*** Exercise inputs

PR #14484, opened 2018-04-01
magneto/magento2#12362 Do not remove session instantly

swnsma:
Give configurable time delay to capture session id.
Remove old sessions only after new session id cookie was received.

### Description
Current pull request contains fix for the issue #12362.
Problem related to specific case of session work in PHP.
In case of call function 'session_regenerate_id(true)' there is required to be sure that renewed cookie will be successfully delivered to the browser.
Current PR provide functionality to keep old session till customer will not receive cookie.

### Fixed Issues

1. magento/magento2#12362: Concurrent (quick reload) requests on checkout cause cart to empty - related to session_regenerate_id
2.  magento/magento2#13427: [2.1.11] Add to cart, try to checkout, cart is empty but mini-cart has items.
3. magento/magento2#4301: Hit fast twice F5 on checout page, customer loggs out automatically

#### Pre-Conditions
1. Magento 2.2.0
2. PHP7
#### Steps to reproduce

1. Add product to cart
2. Navigate to checkout
3. Reload the page as quick as possible (F5 multiple times)
#### Expected result

1. Reload the checkout as usual
2. Cart contains session items
#### Actual result

1. Redirects to empty cart

### Contribution checklist

### DIFF
--- a/app/code/Magento/Store/etc/config.xml
+++ b/app/code/Magento/Store/etc/config.xml
@@ -84,7 +84,7 @@
                 <use_http_x_forwarded_for>0</use_http_x_forwarded_for>
                 <use_http_user_agent>0</use_http_user_agent>
                 <use_frontend_sid>1</use_frontend_sid>
-                <old_session_access_delta>300</old_session_access_delta>
+                <old_session_access_delta>30</old_session_access_delta>
             </session>
             <browser_capabilities>
                 <cookies>1</cookies>
--- a/app/code/Magento/Store/etc/config.xml
+++ b/app/code/Magento/Store/etc/config.xml
@@ -84,6 +84,7 @@
                 <use_http_x_forwarded_for>0</use_http_x_forwarded_for>
                 <use_http_user_agent>0</use_http_user_agent>
                 <use_frontend_sid>1</use_frontend_sid>
+                <old_session_access_delta>300</old_session_access_delta>
             </session>
             <browser_capabilities>
                 <cookies>1</cookies>
--- a/lib/internal/Magento/Framework/Session/SessionManager.php
+++ b/lib/internal/Magento/Framework/Session/SessionManager.php
@@ -15,6 +15,12 @@ use Magento\Framework\Session\Config\ConfigInterface;
  */
 class SessionManager implements SessionManagerInterface
 {
+    const SESSION_OLD_TIMESTAMP = 'destroyed';
+
+    const NEW_SESSION_ID = 'new_session_id';
+
+    const OLD_SESSION_ID = 'old_session_id';
+
     /**
      * Default options when a call destroy()
      *
@@ -186,8 +192,7 @@ class SessionManager implements SessionManagerInterface
             $sid = $this->sidResolver->getSid($this);
             // potential custom logic for session id (ex. switching between hosts)
             $this->setSessionId($sid);
-            session_start();
-            $this->validator->validate($this);
+            $this->sessionStart();
             $this->renewCookie($sid);
 
             register_shutdown_function([$this, 'writeClose']);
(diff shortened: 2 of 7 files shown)


lib/internal/Magento/Framework/Session/SessionManager.php
```diff
@@ -200,6 +205,33 @@ public function start()
         return $this;
     }
 
+    /**
+     * Start session.
+     *
+     * @throws \Magento\Framework\Exception\SessionException
+     */
+    private function sessionStart()
```
larsroettig: sessionStart accesses the super-global variable $_SESSION.
https://app.codacy.com/app/shyamranpara/magento2/pullRequest?prid=1494337

lib/internal/Magento/Framework/Session/SessionManager.php
```diff
@@ -517,6 +549,37 @@ public function regenerateId()
         return $this;
     }
 
+    /**
+     * Regenerate session id, with saving relation between two sessions.
+     */
+    protected function regenerateSessionId()
```
larsroettig: regenerateSessionId accesses the super-global variable $_SESSION.

Superglobal variables in PHP should not be accessed directly. Instead of writing:

`$name = $_POST['foo'];`
You should encapsulate the call in an single class. Most PHP frameworks already wrap Superglobals into a request object so you can use that.


https://app.codacy.com/app/shyamranpara/magento2/pullRequest?prid=1494337

app/code/Magento/Store/etc/config.xml
```diff
@@ -84,6 +84,7 @@
                 <use_http_x_forwarded_for>0</use_http_x_forwarded_for>
                 <use_http_user_agent>0</use_http_user_agent>
                 <use_frontend_sid>1</use_frontend_sid>
+                <old_session_access_delta>300</old_session_access_delta>
```
orlangur: I don't think putting such a sensitive configuration option into Admin UI is a good idea. 300 seconds is a huge delay, I believe we should pick up some reasonable value.

Ideally solution must not involve any timeout at all allowing just to create new session seamlessly.

larsroettig (changes requested):
Hi @swnsma,
Thank you for contribution. Currently, I cannot accept your **Pull request** for merge. First, the codacy build is **red** see review comments. The second problem is the static test see https://travis-ci.org/magento/magento2/jobs/360827154

Best regards,

Lars

orlangur (changes requested):
Apply changes against `2.2-develop` branch first so that this PR can be processed.

app/code/Magento/Store/etc/config.xml
swnsma: @orlangur, thank you for the review.
I agree that such configuration should not be placed in Admin UI.

About timeout, I have added it to the solution as additional security frontier in session recovery.
Old session will be removed as soon as response with new session id will be received.
And this timeout is for that cases when new session was generated but response with new session id will never be received.

Unfortunately, one of PHP session flaw is that you can not be sure that cookie with session id was delivered to browser or no.

About timeout, I agree that 5m is a huge delay.  I have decreased the default number to 30s.

lib/internal/Magento/Framework/Session/SessionManager.php
swnsma: @larsroettig, thank you for the review.
The problem has been fixed.

lib/internal/Magento/Framework/Session/SessionManager.php
swnsma: @larsroettig, thank you for the review.
The problem has been fixed.

swnsma:
Pull request into 2.2-develop has been created: #14487

PR #1668, opened 2026-08-20
test(web): synchronize Codex account detail acceptance

benyhh:
## Summary

- synchronize Codex account-detail expansion with the asynchronously rendered account rows
- use the same wait/show-or-hide/open/hide sequence for desktop, mobile, recovery, and completed-redemption contexts
- add a deterministic delayed-row route gate that reproduces the prior timeout without increasing timeouts or weakening assertions

## Root cause

The settings heading renders before the account rows. Several browser-test paths immediately snapshotted `isVisible()` for the account-detail toggle, skipped expansion when the row had not appeared yet, and then waited for controls that remain hidden inside the collapsed row. This produced the alternating “Redeem Full reset” and durable-completion timeouts seen on clean main and OPE-205 PRs.

## Verification

- exact delayed Codex overview browser E2E: 4 consecutive full runs green in independent review
- focused Codex route/security/web/surface tests
- all 31 TypeScript projects
- CI impact contracts
- full lint and format
- public hygiene and diff check

Test-only change; no product behavior or timeout budget changed.

### DIFF
--- a/test/e2e/codex-overview.e2e.ts
+++ b/test/e2e/codex-overview.e2e.ts
@@ -1,7 +1,7 @@
 import { afterAll, beforeAll, describe, expect, test } from "bun:test";
 import { mkdir } from "node:fs/promises";
 import AxeBuilder from "@axe-core/playwright";
-import { chromium, type Browser, type Page } from "playwright";
+import { chromium, type Browser, type BrowserContext, type Page } from "playwright";
 import type { AccessContext } from "@opengeni/contracts";
 import {
   claimCodexResetRedemption,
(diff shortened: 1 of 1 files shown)


benyhh (commented):
APPROVE — independently reviewed exact head `b28e1b1481d66051a5cf55c1674da4eb007a41db`.

The parent reproduced the defect: mobile, recovery, and completed contexts took a non-waiting `isVisible()` snapshot before the asynchronously loaded account row existed, then waited on controls available only inside expanded details. This test-only candidate extracts the already-safe desktop sequence into one helper: wait for the actual Show-or-Hide toggle, click/tap Show only when collapsed, and wait for Hide as the deterministic expanded-state proof. Every browser context installs the first-account-list route gate before navigation, proves the settings heading can render with zero account articles, releases the request, and uses the helper; all four contexts and all account-expansion paths in this test are covered.

No timeout constants were increased, assertions weakened, product code changed, retries added, or same-class expansion path omitted. Exact CI-style real-Postgres Chromium run passed 1/1 with 36 assertions, plus three consecutive delayed stress reruns (and one initial standalone run). Full workspace typecheck (31 projects), impact tests (35/35), full lint, full format check, public-repository hygiene, and diff check passed. Worktree was clean. Current `main` (`f51adf8578c7a364454faa8714f07faadf70d3a2`) is the exact parent, so current-main compatibility is direct and conflict-free.

PR #1691, opened 2026-08-21
fix(sdk): accept standard fetch responses

jorgensandhaug:
## Summary

- export a standards-compatible FetchResponse type that excludes Bun-only Response.textStream
- use the structural response type throughout the SDK fetch boundary, including public artifact downloads
- add type and runtime coverage for standard/Expo-like responses, streaming, JSON/error metadata, cancellation, and AbortSignal propagation
- add an SDK patch changeset

## Compatibility evidence

Peloton was tested on Bun 1.4.0 with React held at 1.0.1 and this SDK package overlaid. Native package, mobile, web, API, worker, api-client, and agent-chat-core typechecks all passed. A clean Bun install also resolved React 1.0.1 and the maintained SDK to one overridden SDK copy, so no React/timeline upgrade is required for adoption.

## Validation

- SDK suite: 402 tests, 1,656 assertions, 0 failures
- all 31 TypeScript projects
- formatting and git diff hygiene
- all 26 publishable packages built
- publish closure guard
- release-shaped publish consumer suite
- runtime embedding consumer suite

The candidate remains mergeable with current main; the intervening session-pagination commits only change an SDK error comment and do not invalidate this patch.

### DIFF
--- a/.changeset/clean-fetch-response.md
+++ b/.changeset/clean-fetch-response.md
@@ -1,0 +1,5 @@
+---
+"@opengeni/sdk": patch
+---
+
+Accept web-standard custom fetch responses without requiring Bun's non-standard `Response.textStream()` extension.
--- a/packages/sdk/src/artifact-client.ts
+++ b/packages/sdk/src/artifact-client.ts
@@ -1,4 +1,5 @@
 import { OpenGeniClient as OpenGeniCoreClient } from "./client";
+import type { FetchResponse } from "./client";
 import type {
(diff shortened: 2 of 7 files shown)


jorgensandhaug:
@davletd All required checks are green on exact head `bac00c025a5b8043c0b66b2b541ed874d811104d`. This is ready for the required review: it narrows `FetchLike` to the exported web-standard structural `FetchResponse` contract, removing the accidental dependency on Bun-only `Response.textStream()` while retaining SDK response behavior and coverage.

******

--- About this task ---
Everything above from the line containing "Remove old sessions" down to the line containing "--- a/lib/internal/Magento/Framework/Session/SessionManager.php" should be copied exactly, both end lines included, and nothing else.

--- Exercise result ---
Remove old sessions only after new session id cookie was received.

### Description
Current pull request contains fix for the issue #12362.
Problem related to specific case of session work in PHP.
In case of call function 'session_regenerate_id(true)' there is required to be sure that renewed cookie will be successfully delivered to the browser.
Current PR provide functionality to keep old session till customer will not receive cookie.

### Fixed Issues

1. magento/magento2#12362: Concurrent (quick reload) requests on checkout cause cart to empty - related to session_regenerate_id
2.  magento/magento2#13427: [2.1.11] Add to cart, try to checkout, cart is empty but mini-cart has items.
3. magento/magento2#4301: Hit fast twice F5 on checout page, customer loggs out automatically

#### Pre-Conditions
1. Magento 2.2.0
2. PHP7
#### Steps to reproduce

1. Add product to cart
2. Navigate to checkout
3. Reload the page as quick as possible (F5 multiple times)
#### Expected result

1. Reload the checkout as usual
2. Cart contains session items
#### Actual result

1. Redirects to empty cart

### Contribution checklist

### DIFF
--- a/app/code/Magento/Store/etc/config.xml
+++ b/app/code/Magento/Store/etc/config.xml
@@ -84,7 +84,7 @@
                 <use_http_x_forwarded_for>0</use_http_x_forwarded_for>
                 <use_http_user_agent>0</use_http_user_agent>
                 <use_frontend_sid>1</use_frontend_sid>
-                <old_session_access_delta>300</old_session_access_delta>
+                <old_session_access_delta>30</old_session_access_delta>
             </session>
             <browser_capabilities>
                 <cookies>1</cookies>
--- a/app/code/Magento/Store/etc/config.xml
+++ b/app/code/Magento/Store/etc/config.xml
@@ -84,6 +84,7 @@
                 <use_http_x_forwarded_for>0</use_http_x_forwarded_for>
                 <use_http_user_agent>0</use_http_user_agent>
                 <use_frontend_sid>1</use_frontend_sid>
+                <old_session_access_delta>300</old_session_access_delta>
             </session>
             <browser_capabilities>
                 <cookies>1</cookies>
--- a/lib/internal/Magento/Framework/Session/SessionManager.php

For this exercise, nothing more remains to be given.